2D Hilbert curves in O(1)

...sort of.

The core of computing 2D coordinates from a Hilbert index in logarithmic time is a XOR prefix sum. As it so happens, the upper bits of carry-less multiplication with -1 are equivalent to a XOR prefix sum.
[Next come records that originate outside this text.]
PR #572, opened 2019-12-22
Use openstep-plist for parsing

madig:
This was surprisingly easy to hook up.

Tests fail because of kerning dict ordering issues.

### DIFF
--- a/Lib/glyphsLib/builder/glyph.py
+++ b/Lib/glyphsLib/builder/glyph.py
@@ -36,9 +36,15 @@ def to_ufo_glyph(self, ufo_glyph, layer, glyph):
     if note is not None:
         ufo_glyph.note = note
 
-    last_change = glyph.lastChange
-    if last_change is not None:
-        ufo_glyph.lib[GLYPHLIB_PREFIX + "lastChange"] = to_ufo_time(last_change)
+    # Optimization: profiling glyphs2ufo of NotoSans-MM.glyphs (6000 glyphs) on a Mac
+    # mini late 2014, Python 3.6.8, revealed that a whopping 17% of the time was spent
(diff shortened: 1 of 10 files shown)


madig:
Well, performance is somewhat disappointing. The time improvement for glyphs2ufo of Cantarell is ~0.4 seconds.

```
2.20user 0.15system 0:02.37elapsed 99%CPU (0avgtext+0avgdata 115128maxresident)k
0inputs+200outputs (0major+33912minor)pagefaults 0swaps

2.15user 0.17system 0:02.34elapsed 99%CPU (0avgtext+0avgdata 115032maxresident)k
0inputs+0outputs (0major+32406minor)pagefaults 0swaps

2.18user 0.13system 0:02.33elapsed 99%CPU (0avgtext+0avgdata 115056maxresident)k
0inputs+0outputs (0major+32417minor)pagefaults 0swaps
```

Zoomed in flame graph not including import time (10% of total time):
grafik

schriftgestalt:
The parsing is twice as fast as the "optimised" code. Not bad. 

I had a look at the `GSNode.read()` method. Using `split()` and some `if`s instead of regex made my 450kB test file import 8% faster. 
Screenshot
(This is not the nicest code, I know)

Another big chunk is spend in `parse_float_or_int`. I’m not sure how that could be optimised inside python.
For me it seems that the parsing is quite fast compared to the ufo writing.

madig:
Thanks for looking into this. I experimented with `split` as well but got no real speed-up :/ maybe need to look into that again.

schriftgestalt:
I can give you the code as a starting point ...
We you optimise the parser, I would only run the that in the profiler. Something like `GSFont(path)`. Then you better see the percentage of the improvements.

On an x86 machine with CLMUL and PEXT support, this yields the following "constant time" algorithm for mapping a 32bit Hilbert index to 16bit X and Y:

void hilbertIndexToXY_constantTime(uint32_t i, uint32_t& x, uint32_t& y)
{
	uint32_t i0 = _pext_u32(i, 0x55555555);
	uint32_t i1 = _pext_u32(i, 0xAAAAAAAA);

	uint32_t A = i0 & i1;
	uint32_t B = i0 ^ i1 ^ 0xFFFF;

	uint32_t C = uint32_t(_mm_extract_epi16(_mm_clmulepi64_si128(_mm_set_epi64x(0, 0xFFFF), _mm_cvtsi32_si128(A), 0b00), 1));
	uint32_t D = uint32_t(_mm_extract_epi16(_mm_clmulepi64_si128(_mm_set_epi64x(0, 0xFFFF), _mm_cvtsi32_si128(B), 0b00), 1));

	uint32_t a = C ^ (i0 & D);

	x = (a ^ i1);
	y = (a ^ i0 ^ i1);
}

Of course this isn't really a constant time solution since the CLMUL intrinsic is limited to 64bit operands, and can't be extended to operate on n bits in O(1) time in any reasonable machine model. In practice, this solution also tends to be a hair slower than the logarithmic time solution since both transferring data into/out of SSE registers and the CLMUL intrinsic itself are rather high latency operations.